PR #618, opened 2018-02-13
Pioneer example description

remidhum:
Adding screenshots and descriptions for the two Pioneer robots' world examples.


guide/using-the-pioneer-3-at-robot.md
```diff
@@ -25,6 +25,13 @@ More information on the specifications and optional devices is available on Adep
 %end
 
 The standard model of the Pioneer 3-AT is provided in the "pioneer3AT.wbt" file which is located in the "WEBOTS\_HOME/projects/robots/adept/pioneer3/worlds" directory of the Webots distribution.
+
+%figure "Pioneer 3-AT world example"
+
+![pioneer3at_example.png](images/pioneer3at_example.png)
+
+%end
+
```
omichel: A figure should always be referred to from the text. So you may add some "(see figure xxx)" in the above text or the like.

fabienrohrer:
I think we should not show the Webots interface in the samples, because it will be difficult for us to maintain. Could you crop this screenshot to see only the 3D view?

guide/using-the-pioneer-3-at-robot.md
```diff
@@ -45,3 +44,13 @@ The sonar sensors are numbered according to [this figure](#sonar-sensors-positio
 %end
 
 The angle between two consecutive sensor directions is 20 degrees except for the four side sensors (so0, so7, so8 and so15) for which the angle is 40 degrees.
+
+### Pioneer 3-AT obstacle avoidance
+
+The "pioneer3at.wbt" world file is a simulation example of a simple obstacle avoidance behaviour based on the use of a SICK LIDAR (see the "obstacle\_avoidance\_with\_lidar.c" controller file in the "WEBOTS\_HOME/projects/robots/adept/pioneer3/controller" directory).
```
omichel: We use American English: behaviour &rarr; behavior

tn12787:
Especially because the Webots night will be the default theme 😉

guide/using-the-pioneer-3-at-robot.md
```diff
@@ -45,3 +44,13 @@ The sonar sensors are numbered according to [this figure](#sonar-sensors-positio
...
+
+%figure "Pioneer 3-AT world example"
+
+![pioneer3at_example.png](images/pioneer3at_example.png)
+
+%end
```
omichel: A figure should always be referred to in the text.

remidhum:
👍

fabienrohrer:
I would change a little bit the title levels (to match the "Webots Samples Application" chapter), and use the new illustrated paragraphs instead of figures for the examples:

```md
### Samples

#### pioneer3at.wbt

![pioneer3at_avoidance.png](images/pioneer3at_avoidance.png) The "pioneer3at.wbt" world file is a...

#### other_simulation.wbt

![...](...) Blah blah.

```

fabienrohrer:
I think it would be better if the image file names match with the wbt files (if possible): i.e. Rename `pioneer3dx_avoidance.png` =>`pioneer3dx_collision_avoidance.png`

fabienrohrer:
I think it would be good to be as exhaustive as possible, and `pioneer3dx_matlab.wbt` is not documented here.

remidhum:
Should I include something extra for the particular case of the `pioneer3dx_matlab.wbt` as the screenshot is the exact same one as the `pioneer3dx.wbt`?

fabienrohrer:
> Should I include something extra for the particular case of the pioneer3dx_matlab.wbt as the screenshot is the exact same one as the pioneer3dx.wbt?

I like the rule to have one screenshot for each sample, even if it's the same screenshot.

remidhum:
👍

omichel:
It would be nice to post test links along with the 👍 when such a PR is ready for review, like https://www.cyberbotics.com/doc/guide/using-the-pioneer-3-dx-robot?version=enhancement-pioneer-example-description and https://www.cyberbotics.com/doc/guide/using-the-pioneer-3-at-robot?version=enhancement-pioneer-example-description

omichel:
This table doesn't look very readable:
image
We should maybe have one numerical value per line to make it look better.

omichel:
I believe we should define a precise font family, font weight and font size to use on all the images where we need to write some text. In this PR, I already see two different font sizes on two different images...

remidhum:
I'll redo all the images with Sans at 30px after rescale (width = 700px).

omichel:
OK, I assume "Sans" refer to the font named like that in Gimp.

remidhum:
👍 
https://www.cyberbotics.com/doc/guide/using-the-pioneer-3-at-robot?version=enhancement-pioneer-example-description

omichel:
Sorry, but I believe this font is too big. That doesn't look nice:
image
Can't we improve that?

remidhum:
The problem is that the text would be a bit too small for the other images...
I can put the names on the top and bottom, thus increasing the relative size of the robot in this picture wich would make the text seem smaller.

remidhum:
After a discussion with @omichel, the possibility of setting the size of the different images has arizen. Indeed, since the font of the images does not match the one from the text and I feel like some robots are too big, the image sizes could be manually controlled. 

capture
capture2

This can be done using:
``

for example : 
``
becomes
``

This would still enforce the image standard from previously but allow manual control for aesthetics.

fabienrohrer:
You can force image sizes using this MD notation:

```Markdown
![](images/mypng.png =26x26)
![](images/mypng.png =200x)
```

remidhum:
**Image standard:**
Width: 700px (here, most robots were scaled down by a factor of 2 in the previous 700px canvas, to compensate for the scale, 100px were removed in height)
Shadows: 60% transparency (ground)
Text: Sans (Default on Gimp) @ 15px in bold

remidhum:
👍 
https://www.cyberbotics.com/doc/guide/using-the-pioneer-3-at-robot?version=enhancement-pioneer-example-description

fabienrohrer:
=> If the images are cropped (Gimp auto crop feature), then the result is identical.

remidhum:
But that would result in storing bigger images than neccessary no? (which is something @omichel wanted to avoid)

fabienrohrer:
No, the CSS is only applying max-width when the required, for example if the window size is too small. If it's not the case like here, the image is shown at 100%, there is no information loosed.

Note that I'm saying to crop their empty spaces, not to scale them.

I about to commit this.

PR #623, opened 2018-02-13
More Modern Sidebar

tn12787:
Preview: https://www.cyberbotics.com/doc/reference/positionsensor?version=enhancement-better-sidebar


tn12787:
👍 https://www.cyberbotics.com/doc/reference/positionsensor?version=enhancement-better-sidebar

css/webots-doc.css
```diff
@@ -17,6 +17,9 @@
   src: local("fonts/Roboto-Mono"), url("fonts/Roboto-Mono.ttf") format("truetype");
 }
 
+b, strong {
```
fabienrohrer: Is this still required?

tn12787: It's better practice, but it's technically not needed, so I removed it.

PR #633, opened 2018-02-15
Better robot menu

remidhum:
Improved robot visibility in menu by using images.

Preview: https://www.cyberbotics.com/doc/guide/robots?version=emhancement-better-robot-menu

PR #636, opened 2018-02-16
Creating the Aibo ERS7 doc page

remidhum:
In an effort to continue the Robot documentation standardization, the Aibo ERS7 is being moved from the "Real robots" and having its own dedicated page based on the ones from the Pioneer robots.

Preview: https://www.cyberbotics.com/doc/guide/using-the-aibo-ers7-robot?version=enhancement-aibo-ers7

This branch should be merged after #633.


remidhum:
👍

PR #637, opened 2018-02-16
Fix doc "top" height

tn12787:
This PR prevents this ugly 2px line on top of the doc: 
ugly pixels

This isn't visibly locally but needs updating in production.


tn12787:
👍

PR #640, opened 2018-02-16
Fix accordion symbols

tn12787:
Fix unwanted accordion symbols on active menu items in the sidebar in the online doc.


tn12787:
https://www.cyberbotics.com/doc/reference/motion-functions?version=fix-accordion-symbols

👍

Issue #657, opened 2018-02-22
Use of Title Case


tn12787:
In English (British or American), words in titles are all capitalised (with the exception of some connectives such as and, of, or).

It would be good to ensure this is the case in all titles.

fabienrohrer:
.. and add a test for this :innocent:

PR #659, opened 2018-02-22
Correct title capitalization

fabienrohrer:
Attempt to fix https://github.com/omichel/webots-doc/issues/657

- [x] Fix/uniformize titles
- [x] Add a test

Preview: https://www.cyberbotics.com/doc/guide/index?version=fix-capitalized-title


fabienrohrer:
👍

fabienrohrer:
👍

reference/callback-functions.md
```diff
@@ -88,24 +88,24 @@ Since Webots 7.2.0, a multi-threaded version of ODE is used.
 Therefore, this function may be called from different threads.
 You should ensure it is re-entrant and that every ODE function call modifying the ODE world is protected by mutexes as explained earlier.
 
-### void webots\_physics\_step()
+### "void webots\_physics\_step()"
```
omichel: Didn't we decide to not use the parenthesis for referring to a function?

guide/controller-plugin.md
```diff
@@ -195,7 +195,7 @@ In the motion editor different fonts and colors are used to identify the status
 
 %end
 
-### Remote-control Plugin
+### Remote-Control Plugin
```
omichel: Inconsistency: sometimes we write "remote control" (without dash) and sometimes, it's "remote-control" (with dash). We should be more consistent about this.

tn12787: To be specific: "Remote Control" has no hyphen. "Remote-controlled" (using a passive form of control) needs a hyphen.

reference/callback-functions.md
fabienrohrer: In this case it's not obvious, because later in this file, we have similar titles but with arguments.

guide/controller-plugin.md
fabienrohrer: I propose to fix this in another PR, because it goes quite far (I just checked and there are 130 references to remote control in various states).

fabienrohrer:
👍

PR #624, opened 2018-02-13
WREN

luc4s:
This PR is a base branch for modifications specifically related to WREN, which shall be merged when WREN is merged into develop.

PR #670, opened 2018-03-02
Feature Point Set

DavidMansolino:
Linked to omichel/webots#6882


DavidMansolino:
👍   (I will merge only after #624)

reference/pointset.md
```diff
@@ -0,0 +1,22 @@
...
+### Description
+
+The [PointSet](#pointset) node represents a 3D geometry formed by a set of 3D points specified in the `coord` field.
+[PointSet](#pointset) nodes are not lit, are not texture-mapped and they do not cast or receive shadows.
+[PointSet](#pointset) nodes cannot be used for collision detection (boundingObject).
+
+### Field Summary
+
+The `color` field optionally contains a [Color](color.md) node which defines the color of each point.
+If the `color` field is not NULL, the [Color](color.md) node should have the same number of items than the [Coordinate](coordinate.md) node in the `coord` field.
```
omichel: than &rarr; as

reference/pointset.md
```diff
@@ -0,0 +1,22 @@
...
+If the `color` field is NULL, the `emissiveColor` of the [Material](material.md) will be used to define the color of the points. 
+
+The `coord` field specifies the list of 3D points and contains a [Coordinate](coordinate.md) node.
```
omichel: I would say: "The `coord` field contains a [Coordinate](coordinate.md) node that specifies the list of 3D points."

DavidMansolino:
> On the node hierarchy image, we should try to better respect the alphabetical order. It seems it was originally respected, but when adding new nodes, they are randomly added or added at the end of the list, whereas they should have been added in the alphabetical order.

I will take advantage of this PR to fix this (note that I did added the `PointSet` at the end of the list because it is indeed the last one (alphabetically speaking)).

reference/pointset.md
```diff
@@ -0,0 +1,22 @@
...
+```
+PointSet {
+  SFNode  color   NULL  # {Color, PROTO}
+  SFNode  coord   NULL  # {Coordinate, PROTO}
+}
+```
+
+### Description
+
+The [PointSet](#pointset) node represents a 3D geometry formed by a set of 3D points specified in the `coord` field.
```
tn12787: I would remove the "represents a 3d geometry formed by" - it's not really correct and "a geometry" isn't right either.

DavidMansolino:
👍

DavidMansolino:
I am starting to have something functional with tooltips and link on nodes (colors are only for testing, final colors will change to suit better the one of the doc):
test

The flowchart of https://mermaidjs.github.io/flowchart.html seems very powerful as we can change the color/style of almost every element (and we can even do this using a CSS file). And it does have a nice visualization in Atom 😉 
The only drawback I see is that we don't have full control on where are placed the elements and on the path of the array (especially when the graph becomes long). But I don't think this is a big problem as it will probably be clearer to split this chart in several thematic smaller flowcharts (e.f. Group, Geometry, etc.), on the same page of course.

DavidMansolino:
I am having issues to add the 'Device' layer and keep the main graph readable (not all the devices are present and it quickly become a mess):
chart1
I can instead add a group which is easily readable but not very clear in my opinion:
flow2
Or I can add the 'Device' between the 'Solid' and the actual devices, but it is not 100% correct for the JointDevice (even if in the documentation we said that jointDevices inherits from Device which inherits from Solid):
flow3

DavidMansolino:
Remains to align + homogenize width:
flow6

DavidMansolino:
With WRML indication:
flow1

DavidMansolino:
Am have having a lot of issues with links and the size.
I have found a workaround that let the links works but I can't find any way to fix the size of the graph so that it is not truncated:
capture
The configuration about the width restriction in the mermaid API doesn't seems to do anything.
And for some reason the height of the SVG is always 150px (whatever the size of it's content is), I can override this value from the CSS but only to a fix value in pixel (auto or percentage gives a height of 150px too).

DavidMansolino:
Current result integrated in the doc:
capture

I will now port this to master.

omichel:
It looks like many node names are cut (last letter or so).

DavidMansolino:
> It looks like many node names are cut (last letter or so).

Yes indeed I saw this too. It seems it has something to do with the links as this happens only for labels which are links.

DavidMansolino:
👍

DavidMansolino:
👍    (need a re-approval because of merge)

____________

* [What the task requires] A single number is the answer: how many lines of the material contain "possible"?

* [Task answer] 2